WHAT YOU NEED TO DO
Please reproduce exactly the lines that begin the listing below, up to and including the line where "- Preflight canonical" occurs.

RAW DATA
PR #986, opened 2026-08-03
fix(scheduler): add host-local owner alert fallback (#985)

bradbrok:
Fixes #985.

## What changed

- Preflight canonical owner destinations against local token bindings instead of waiting for an HTTP 409.
- If the affected agent lacks the exact account, send through another enabled local agent with that exact binding.
- If no canonical account exists locally, resolve the daemon default with `resolve_operator_chat()` and use any locally bound account for that platform.
- Emit `OWNER_NOTIFY_DELIVERY_FAILURE` for the original broken route even when fallback succeeds, log every `OWNER_NOTIFY_ROUTE_FALLBACK` hop, and retain a loud terminal failure event when no route delivers.
- Require a positive send receipt on every attempted route.

## Root cause and impact

Owner-notification destinations are global, while fleet hosts carry different outreach accounts. Pi agents chekov/geordi/quark have Slack bindings but no local `brad-telegram` binding, so scheduler alerts could fail silently with a 409. The fallback now preserves alert delivery without hiding the stale configuration.

This does not change approval notification state semantics; #982 remains out of scope and compatible with this routing behavior.

## Validation

- `PYTHONPATH=src PINKY_DREAM_TRANSPORT=sdk PINKY_AUTH_DENY_DEFAULT=shadow /Users/oleg/PinkyBot/.venv/bin/python -m pytest -q` — 4,569 passed, 4 skipped.
- `python3 -m ruff check .` — passed.
- Focused owner-alert regressions — 3 passed, including direct absent-binding inputs for both fallback hops.
- `git diff --check` — passed.

## Visual evidence

Screenshot/clip: N/A — daemon routing change with no UI surface.

---
🤖 Opened by Murzik

### DIFF
--- a/src/pinky_daemon/api.py
+++ b/src/pinky_daemon/api.py
@@ -10517,34 +10517,143 @@ npm run build</pre>
     async def _notify_owner_undelivered(
         agent_name: str, message: str
     ) -> bool:
-        """Send scheduler failures through canonical owner destinations."""
+        """Send scheduler failures through canonical and host-local fallbacks."""
         send_callback = broker.send_callback
         destinations = agents.get_owner_notification_destinations()
-        if not send_callback or not destinations:
+        if not send_callback:
             return False
-        last_error = "no configured destination accepted the alert"
-        for destination in destinations:
+
+        sender_names = [agent_name] + [
+            agent.name
+            for agent in agents.list(enabled_only=True)
+            if agent.name != agent_name
+        ]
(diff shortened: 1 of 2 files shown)


olegbrok (approved):
Verified: spec conformance on all four constraints (absence preflight, rot-visible logging, per-hop fallback logs, #982 untouched); tests exercise real agent store; CI green on a1540fb. — Barsik

PR #987, opened 2026-08-03
feat(messaging): expose Slack threaded sends (#341)

bradbrok:
## What changed

- expose optional `reply_to` on the messaging MCP `send()` tool and forward it to `/broker/send`
- document the Slack default: preserve an inbound thread using the shipped `thread_root_ts` / `is_thread_reply` header fields, while omitting `reply_to` explicitly posts at channel root
- add focused coverage for both the MCP payload and the Slack text-send `thread_ts` path

This completes Task #341 scope items 1 and 4. Scope item 3 is intentionally untouched because #864 already shipped the inbound thread provenance header.

## Why

The broker and Slack adapter already supported threaded text replies, but the MCP `send()` surface omitted `reply_to`. Agents therefore could not intentionally preserve a Slack thread through that tool, and its documentation did not explain the threading default or channel-root override.

## Impact

Thread-aware agents can now reply through `send()` without losing Slack conversation context. Existing callers remain compatible because `reply_to` is optional and appended to the function signature.

## Live text-path proof

No deployment was needed: release 26.08.001 already exposes the broker path.

- channel: `support-beta` (`C0BGJE4LRD3`)
- root ts: `1785780383.099109`
- signed `POST /broker/send` with `reply_to=root`: HTTP 200
- reply ts: `1785780688.495989`
- independent Slack readback: reply `thread_ts=1785780383.099109`; root `reply_count=1`

This proves the deployed text path lands visibly in-thread; no `api.py` text-path repair was required.

## Checks

- `PYTHONPATH=src PINKY_SHARED_MCP=0 ... pytest -q`: 4,569 passed, 4 skipped
- focused messaging + broker provenance/text-path tests: 35 passed
- `python -m ruff check .`: passed
- `git diff --check`: passed

Screenshot/clip: N/A — this is an MCP tool-surface and broker plumbing change with no visual UI.

🤖 Opened by Murzik

### DIFF
--- a/src/pinky_messaging/server.py
+++ b/src/pinky_messaging/server.py
@@ -140,8 +140,14 @@ def create_server(
         prefer_large_media: bool = False,
         link_preview_above: bool = False,
         blocks: str = "",
+        reply_to: str = "",
     ) -> str:
-        """Send a standalone message to a chat/channel. Use chat IDs, not display names.
+        """Send a message to a chat/channel. Use chat IDs, not display names.
+
+        Slack threading: reply_to is the thread root ts. When an inbound header
+        includes thread_root_ts and is_thread_reply:true, default to replying in
+        that thread (thread() already does this for an inbound message_id). Omit
+        reply_to to explicitly break out of the thread and post at the channel root.
 
         Link-preview flags (Telegram): disable_link_preview suppresses the URL
         preview card; prefer_large_media forces a big thumbnail; link_preview_above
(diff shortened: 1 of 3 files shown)


olegbrok (approved):
Verified: minimal surface (param + payload key), docstring documents threading default with shipped header field names, tests cover both layers, live text-path proof in body (geordi, C0BGJE4LRD3). CI green on 93fadb7. — Barsik

PR #161, opened 2021-09-16
Fix flaky test: repair_tests/repair_test.py::TestRepair::test_local_d…

ifesdjeen:
…c_repair

Patch by Alex Petrov; reviewed by TBD for CASSANDRA-16963

### DIFF
--- a/tools/data.py
+++ b/tools/data.py
@@ -17,14 +17,17 @@ def create_c1c2_table(tester, session, read_repair=None):
     create_cf(session, 'cf', columns={'c1': 'text', 'c2': 'text'}, read_repair=read_repair)
 
 
-def insert_c1c2(session, keys=None, n=None, consistency=ConsistencyLevel.QUORUM):
+def insert_c1c2(session, ks=None, keys=None, n=None, consistency=ConsistencyLevel.QUORUM):
     if (keys is None and n is None) or (keys is not None and n is not None):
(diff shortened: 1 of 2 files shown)


tools/data.py
```diff
@@ -17,14 +17,17 @@ def create_c1c2_table(tester, session, read_repair=None):
...
+def insert_c1c2(session, ks=None, keys=None, n=None, consistency=ConsistencyLevel.QUORUM):
     if (keys is None and n is None) or (keys is not None and n is not None):
         raise ValueError("Expected exactly one of 'keys' or 'n' arguments to not be None; "
                          "got keys={keys}, n={n}".format(keys=keys, n=n))
     if n:
         keys = list(range(n))
 
-    statement = session.prepare("INSERT INTO cf (key, c1, c2) VALUES (?, 'value1', 'value2')")
+    fully_qualified_cf = "cf"
+    if ((ks is not None) and (not ks)):
```
maedhroz: Doesn't `not ks` mean the string is empty? i.e. This conditional says "ks is not None but it is empty"

Do we want something like `if ((ks is not None) and ks != ""):` or even `if ((ks is not None) and not(not ks)):`?

ifesdjeen: You're right, it should've been a double negation!

maedhroz (approved):

maedhroz (approved):

PR #163, opened 2021-10-04
Updated existing tests and added a new test for CASSANDRA-16983

bowensong:
Please see: [CASSANDRA-16983](https://issues.apache.org/jira/browse/CASSANDRA-16983) and the [pull request #1220](https://github.com/apache/cassandra/pull/1220) for apache/cassandra.

### DIFF
--- a/cqlsh_tests/test_cqlsh.py
+++ b/cqlsh_tests/test_cqlsh.py
@@ -8,6 +8,7 @@ import datetime
 import locale
 import os
 import re
+import stat
 import subprocess
 import sys
 import logging
@@ -43,7 +44,11 @@ class CqlshMixin():
     cqlsh_debug_enabled = False
 
     def verify_output(self, query, node, expected):
-        output, err = self.run_cqlsh(node, query, ['-u', 'cassandra', '-p', 'cassandra'])
+        cqlsh_options = ['-u', 'cassandra', '-p', 'cassandra']
+        if self.cluster.version() >= '4.1':
+            cqlsh_options.append('--insecure-password-without-warning')
+
+        output, err = self.run_cqlsh(node, query, cqlsh_options)
         if common.is_win():
             output = output.replace('\r', '')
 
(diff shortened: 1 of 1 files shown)


cqlsh_tests/test_cqlsh.py
```diff
@@ -2184,6 +2189,102 @@ def test_fetch_all_rows_in_batch_mode(self):
...
+            # Ensure the deprecation warning shows when user and/or password is found in the cqlshrc file
+            cqlshrcfile.seek(0)
+            cqlshrcfile.truncate()
+            cqlshrcfile.write('[authentication]\nusername=cassandra\n')
+            cqlshrcfile.flush()
+            os.chmod(cqlshrcfile.name, stat.S_IRUSR | stat.S_IWUSR | stat.S_IRGRP | stat.S_IROTH)
+            cqlsh_options = ['--cqlshrc', cqlshrcfile.name, '-p', 'cassandra', '--insecure-password-without-warning']
+            _, cqlsh_stderr = self.run_cqlsh(node1, cmds='quit', cqlsh_options=cqlsh_options)
+            assert 'insecure cqlshrc file' not in cqlsh_stderr
+            assert 'Credentials in the cqlshrc file is deprecated' in cqlsh_stderr
```
smiklosovic, line 2233: you could please rephrase this?

"Putting your credentials into the cqlshrc file is deprecated. Please move them to dedicated file ..." something like this.

It is good to say not what the problem is but how to actually fix it.

bowensong: The message is in two lines, and the assert only checks for a partial match on the the first line. The full message is:

Notice: Credentials in the cqlshrc file is deprecated and will be ignored in the future.
Please use a credentials file to specify the username and password.

Which I believe is exactly you had expected - not only describe the problem, but also how to fix it.

Here's the link to the changed cqlsh.py in the cassandra repo: https://github.com/apache/cassandra/blob/cd62e34a6133a2f5f8066c93654119114795faba/bin/cqlsh.py#L2153

bhouse99 (approved):
Looks like it answers the behavior we are adding quite well.

Ran the tests for the pr, and after some hiccups, no errors

PR #165, opened 2021-10-09
CASSANDRA-16334 Test write failures in multi-DC setup

Gerrrr:


write_failures_test.py
```diff
@@ -228,3 +229,46 @@ def test_thrift(self):
...
+        )
+
+    def _test_oversized_mutation(self, consistency_level):
+        """
+        Test that multi-DC write failures return operation failed rather than a timeout.
+        @jira_ticket CASSANDRA-16334.
+        """
+
+        cluster = self.cluster
+        cluster.populate([3, 3])
```
adelapena: Do we need 3+3 nodes? I think we could use less nodes here to save some resources

write_failures_test.py
```diff
@@ -228,3 +229,46 @@ def test_thrift(self):
...
+
+        session.execute("CREATE KEYSPACE test WITH replication = {'class': 'NetworkTopologyStrategy', 'dc1': 3, 'dc2': 3};")
+        session.execute("CREATE TABLE test.test (key int PRIMARY KEY, val blob);")
+
+        payload = '1' * 1024 * 256
+        statement = SimpleStatement("""
+            INSERT INTO test.test (key, val) VALUES (1, textAsBlob('{}'))
+            """.format(payload), consistency_level=consistency_level)
+
+        with pytest.raises(WriteFailure) as cm:
```
adelapena: Nit: we don't use the `as cm` part.

write_failures_test.py
```diff
@@ -228,3 +229,46 @@ def test_thrift(self):
...
+            session.execute(statement)
+
+    def test_oversized_mutation_local_one(self):
+        self._test_oversized_mutation(ConsistencyLevel.LOCAL_ONE)
+
+    def test_oversized_mutation_one(self):
```
adelapena: Having a test per consistency level is nice and clear, but maybe we could combine both tests to use a single cluster and so save some resources, for example [this way](https://github.com/adelapena/cassandra-dtest/commit/19fb3e719d208fa286fa80f86567ddd99628d18b). This and the reduction of nodes make the test 3-4 times faster, at least locally. wdyt?

write_failures_test.py
```diff
@@ -228,3 +229,46 @@ def test_thrift(self):
...
+        session.execute("CREATE KEYSPACE test WITH replication = {'class': 'NetworkTopologyStrategy', 'dc1': 3, 'dc2': 3};")
+        session.execute("CREATE TABLE test.test (key int PRIMARY KEY, val blob);")
+
+        payload = '1' * 1024 * 256
+        statement = SimpleStatement("""
+            INSERT INTO test.test (key, val) VALUES (1, textAsBlob('{}'))
+            """.format(payload), consistency_level=consistency_level)
+
+        with pytest.raises(WriteFailure) as cm:
+            session.execute(statement)
```
adelapena: We could also check that no hints have been created after the failed write, for example using metrics [this way](https://github.com/adelapena/cassandra-dtest/commit/897c2c39b74c73111009ed71204ac9d2c73424f5).

Gerrrr:
I like both suggestions; cherry-picked them into the PR.

PR #169, opened 2021-12-02
Cassandra 15234 take2

ekaterinadimitrova2:


michaelsembwever (approved):
(nit: i'm not a fan of code lines changing solely for the sake of wrapping/format)

PR #185, opened 2022-04-20
Fix test expectations for CASSANDRA-17034

blambov:


maedhroz (approved):

snapshot_test.py
```diff
@@ -270,7 +270,14 @@ def test_archive_commitlog_point_in_time_with_active_commitlog_ln(self):
...
 
-    def run_archive_commitlog(self, restore_point_in_time=False, restore_archived_commitlog=True, archive_active_commitlogs=False, archive_command='cp'):
+    @since('4.1')
+    def test_archive_commitlog_restore_skip_by_position(self):
+        """
+        Test archive commit log not restored because of specified snapshot commit log position
+        """
+        self.run_archive_commitlog(restore_point_in_time=True, archive_active_commitlogs=True, specify_commitlog_position=True, archive_command='ln')
+
+    def run_archive_commitlog(self, restore_point_in_time=False, restore_archived_commitlog=True, archive_active_commitlogs=False, specify_commitlog_position=False, archive_command='cp'):
```
adelapena: Nit: can we split this line to not exceed 120 chars? By the way, it's not related to the patch so we don't have to address it here, but it seems that `archive_active_commitlogs` is not used since CASSANDRA-12509, and the tests `test_archive_commitlog_point_in_time` and `test_archive_commitlog_point_in_time_with_active_commitlog` do the same thing.

adelapena (approved):

PR #192, opened 2022-05-03
CASSANDRA-17594: Fix flaky python-tests due to connection getting closed

dcapwell:


dtest_setup.py
```diff
@@ -72,6 +77,13 @@ def __init__(self, dtest_config=None, setup_overrides=None, cluster_name="test")
         self.create_cluster_func = None
         self.iterations = 0
 
+    @ignore_log_patterns.setter
```
dcapwell:
```
    @ignore_log_patterns.setter
NameError: name 'ignore_log_patterns' is not defined
```

blah, python docs said this should work!  guess I need a getter... will try that

conftest.py
```diff
@@ -240,11 +241,8 @@ def check_logs_for_errors(dtest_setup):
                     error_str = error.strip()
 
                 if error_str:
-                    logger.error("Unexpected error in {node_name} log, error: \n{error}"
-                                 .format(node_name=node.name, error=error_str))
```
maedhroz, line 244: Was this just creating unnecessary logging noise before?

dcapwell: it was the only thing showing the node_name, so it was needed to know where the logs came from

maedhroz (approved):

PR #195, opened 2022-05-16
Cassandra 17594 attempt 2

dcapwell:


maedhroz (approved):

dcapwell:
test this please

repair_tests/repair_test.py
```diff
@@ -1271,6 +1271,13 @@ def _test_failure_during_repair(self, phase, initiator=False):
             "org.apache.cassandra.repair.SomeRepairFailedException: null"
         ]
 
+        if cluster.version() < '4.0':
+            # CASSANDRA-17466 was not back ported to 3.x, so ignore the error
+            for a in ['java.lang.InterruptedException',
+                      ('java.util.concurrent.CancellationException: '
+                       'Task was cancelled')]:
+                self.fixture_dtest_setup.ignore_log_patterns.append(a)
+
```
ekaterinadimitrova2: Why it was not ported and we ignore it? It is a bug

repair_tests/deprecated_repair_test.py
```diff
@@ -85,6 +85,9 @@ def test_force_repair_range_async_1(self):
                                    Collection<String> hosts, boolean fullRepair,
                                    String... columnFamilies)
         """
+        self.fixture_dtest_setup.ignore_log_patterns = [
+            'Nothing to repair for'
+        ]
```
ekaterinadimitrova2, line 94: Can you provide a bit of info when we see this case and why it is ok to ignore it, please?

dcapwell: This is the log we generate when we skip repair due to no data (or no tables, etc.); this test does *not* write data, so skipping repair is the expected behavior

repair_tests/repair_test.py
dcapwell: Question for @maedhroz, but I think I would answer as the following: repair failed and we have a race condition where we generate an ugly log, the expected behavior of repair isn't impacted, this is a logging issue mostly I believe...

@maedhroz this didn't close the SSTables right?  

If we do wish to backport that ticket, I request we do it in another JIRA

maedhroz: @ekaterinadimitrova2 It's absolutely a bug, but I don't think the burden should be on @dcapwell to fix my lack of a 3.x backport for CASSANDRA-17466 to get this work merged. +1 on a new Jira.

dcapwell: reverted

repair_tests/deprecated_repair_test.py
dcapwell: added docs explaining why; these tests do repairs for a token range, but doesn't put in effort to make sure that there are partitions in that range, so the repair aborts.

The test is checking logging, which is done after we parse arguments and print them... if repair doesn't happen these tests don't really care.

jonmeredith (approved):

PR #199, opened 2022-08-09
Flaky test_rolling_upgrade

bereng:


bereng:
[500](https://app.circleci.com/pipelines/github/bereng/cassandra/721/workflows/fff2c0a7-ea2f-44b1-a42a-d6425984b415/jobs/6503) CI run

It's the same fix as CASSANDRA-17140 so we know it works across all C* versions already.

PR #200, opened 2022-08-17
CASSANDRA-17828: Read/Write/Truncate throw RequestFailure in a race condition with callback timeouts, should return Timeout instead

dcapwell:


cql_test.py
```diff
@@ -796,7 +796,7 @@ def test_truncate_failure(self):
             thrown = True
 
         assert thrown, "No exception has been thrown"
-        assert re.search("Truncate failed on replica /127.0.0.3", str(exception)) is not None
+        assert re.search("Truncate failed on replicas? /127.0.0.3", str(exception)) is not None
```
dcapwell, line 799:
```
>>> import re
>>> re.search('Truncate failed on replica /127.0.0.3', 'Truncate failed on replica /127.0.0.3')
<re.Match object; span=(0, 37), match='Truncate failed on replica /127.0.0.3'>
>>> re.search('Truncate failed on replicas /127.0.0.3', 'Truncate failed on replica /127.0.0.3')
>>> re.search('Truncate failed on replicas? /127.0.0.3', 'Truncate failed on replica /127.0.0.3')
<re.Match object; span=(0, 37), match='Truncate failed on replica /127.0.0.3'>
>>> re.search('Truncate failed on replicas? /127.0.0.3', 'Truncate failed on replicas /127.0.0.3 UNKNOWN')
<re.Match object; span=(0, 38), match='Truncate failed on replicas /127.0.0.3'>
```

PR #202, opened 2022-09-29
Cassandra 14227 trunk

bereng:


client_request_metrics_local_remote_test.py
```diff
@@ -59,7 +59,7 @@ def test_batch_and_slice(self):
         # Run batch test:
         query = 'BEGIN BATCH '
         for i in murmur3_hashes.keys():
-            for y in range(0, 50):
+            for y in range(0, 40):
```
adelapena: Why this change?

bereng: Iirc I was getting 'batch too large` errors but I reverted and they don't seem to show up anymore

ttl_test.py
```diff
@@ -599,7 +603,11 @@ def test_recover_negative_expiration_date_sstables_with_scrub(self):
         node.watch_log_for('Loading new SSTables', timeout=10)
 
         logger.debug("Check that there are no rows present")
-        assert_row_count(session, 'ttl_table', 0)
+        # CASSANDRA-14227 4.2 upwards we have long TTL that can read overflowed rows
+        if self.cluster.version() >= '4.2':
```
adelapena: This should be `5.0` instead of `4.2`.

ttl_test.py
```diff
@@ -365,8 +367,10 @@ def test_expiration_overflow_policy_reject_default_ttl(self):
     def _base_expiration_overflow_policy_test(self, default_ttl, policy):
         """
         Checks that expiration date overflow policy is correctly applied
-        @jira_ticket CASSANDRA-14092
+        @jira_ticket CASSANDRA-14092 and CASSANDRA-14227
         """
+        # Post 5.0 TTL may overflow in 2038 (lgacy) or 2106 C14227
```
adelapena: Typo: legacy

PR #207, opened 2022-11-15
aligned tests with CASSANDRA-18043

smiklosovic:


compaction_test.py
```diff
@@ -293,45 +250,23 @@ def test_compaction_throughput(self):
...
-
-                for x in range(0, 10):
-                    assert_none(session, 'select * from cf where key = ' + str(x))
-
-                node1.flush()
-                cluster.clear()
-                time.sleep(5)
-                cluster.start()
+    @pytest.mark.parametrize("strategy", strategies_without_dtcs)
+    @since('5.0')
```
driftx: What prevents this from running against earlier versions?

compaction_test.py
```diff
@@ -16,7 +16,7 @@
 logger = logging.getLogger(__name__)
 
 strategies = ['LeveledCompactionStrategy', 'SizeTieredCompactionStrategy', 'DateTieredCompactionStrategy']
-
+strategies_without_dtcs = ['LeveledCompactionStrategy', 'SizeTieredCompactionStrategy']
```
jacek-lewandowski: Maybe instead of creating separate lists, and then separate tests for different versions, you would consider creating a function which returns available strategies for a given cluster version, so that the tests would stay mostly version-agnostic?

compaction_test.py
smiklosovic: @driftx nothing, but we do not need to run that, because there is the test above for switching over all of them. This is just a subset to switch over so we do not gain anything, just spending time.

compaction_test.py
smiklosovic: @jacek-lewandowski I can inline this to the annotation directly, it is used in two places only.

jacek-lewandowski (approved):
+1 simply great :)

PR #219, opened 2023-05-25
fix audit log archive command test

krummas:
Patch by marcuse; reviewed by Mick Semb Wever for CASSANDRA-18550


michaelsembwever (approved):
+1 
eyeballed, but not tested

PR #221, opened 2023-06-18
aligned test with CASSANDRA-18555

smiklosovic:


.gitignore
```diff
@@ -11,3 +11,8 @@ upgrade
 html/
 doxygen/doxypy-0.4.2/
 .pytest_cache/
+
+bin/
```
smiklosovic, line 15: this drives me crazy, this should be in `.gitignore` already for a very long time.

topology_test.py
```diff
@@ -443,6 +443,8 @@ def test_crash_during_decommission(self):
         cluster.populate(3).start()
 
         node1, node2 = cluster.nodelist()[0:2]
+        session = self.patient_cql_connection(node1)
+        session.execute("ALTER KEYSPACE system_distributed WITH REPLICATION = {'class':'SimpleStrategy', 'replication_factor':'2'};")
```
smiklosovic, line 447: this is in other test methods too, without this, we are actually not decommissioning anything because decommission will fail as there will not be enough replicas if replication factor will be 3 and we want to decommission to have just 2. We need to lower this to 2 so by decommissioning we will have still enough.

topology_test.py
```diff
@@ -476,6 +478,8 @@ def test_stop_decommission_too_few_replicas_multi_dc(self):
         @jira_ticket CASSANDRA-12510
         @expected_errors ToolError when # nodes will drop below configured replicas in NTS/SimpleStrategy
         """
+        self.fixture_dtest_setup.ignore_log_patterns = (r'.*Not enough live nodes to maintain replication factor*')
```
smiklosovic, line 485: We need to ignore this in logs, it is a legitimate log to skip as we are testing this scenario but without it, the node would stop suddenly because internal scanning of the logs by dtest framework would falsely evaluate that node to be eligible for termination.

.gitignore
driftx: where is the bin dir coming from though?

topology_test.py
driftx: Comments around this would be useful, it's not obvious what we're doing here.

driftx (approved):

.gitignore
smiklosovic: @driftx there are activation scripts for python env and similar


    $ ls bin/
    activate  activate.csh  activate.fish  activate.nu  activate.ps1  activate_this.py  ccm  pip  pip3  pip-3.10  pip3.10  python  
    python3  python3.10  wheel  wheel3  wheel-3.10  wheel3.10

driftx: That sounds like you are making a virutalenv in the current directory

topology_test.py
smiklosovic: done

.gitignore
smiklosovic: privately agreed we can keep it like it is here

ANSWER TO THIS EXERCISE
PR #986, opened 2026-08-03
fix(scheduler): add host-local owner alert fallback (#985)

bradbrok:
Fixes #985.

## What changed

- Preflight canonical owner destinations against local token bindings instead of waiting for an HTTP 409.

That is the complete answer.